Favorite thing to do when not working or working out: Sun bathe in Ventura, CA and swim in the ocean.
Since I never do the same thing week to week, this is what it looked like last week:
Monday: Train/play soccer with the team for 1.5hrs includes warming up, playing soccer, running fitness, including some core work, and a cool down. A hard work ou.t
Tuesday: Similar to Monday, but for a shorter period of time only one hour. A hard work out.
Wednesday: Same as Monday, very intense. A hard workout.
Thursday: Take the day off: body is tired and has worked very hard for three straight days.
Friday: Light jog with the dog, about 20minutes. Upon return, I do three sets of pushups, ten pushups per set. Each one has a different emphasis, like go down slow and up fast, or vice versa. Last set is done with hands in the triangle to emphasize the “lats” a little more. A light workout
Saturday: Golf, take dog for a few long walks. Although I usually ride in a cart when golfing, there are times to walk to your ball or the next tee, so I take advantage of that. When out with the dog, I use it not necessarily as a time for fitness, but it is still time spent doing a physical activity versus doing nothing.
Moment of Inspiration: Listening to then teammate, Heather O’Reilly, give an inspirational speech last summer to a group of aspiring youth soccer players. It inspired me to share my knowledge and always give back.
Favorite Quote: “Perfect practice makes perfect”

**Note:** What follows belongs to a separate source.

PR #879, opened 2022-07-05
Fix dependencies of `useRequest` in `TestExecutionDetailsView`

### LINKED ISSUE #866: flood of dummy requests when opening additional info
when open additional info link,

Oh yeah, and why is your nickname Flo?: In the 1984 Olympics, there was a volleyball player named Flo Heiman. I was two years old at the time and my older siblings were watching a lot of the Olympic games. The story goes I saw Flo and just said, “I’m Flo.” So being the wonderful brothers they are, they said “Ok, you’re Flo”…and it stuck for life. My six brothers and their friends still call me Flo.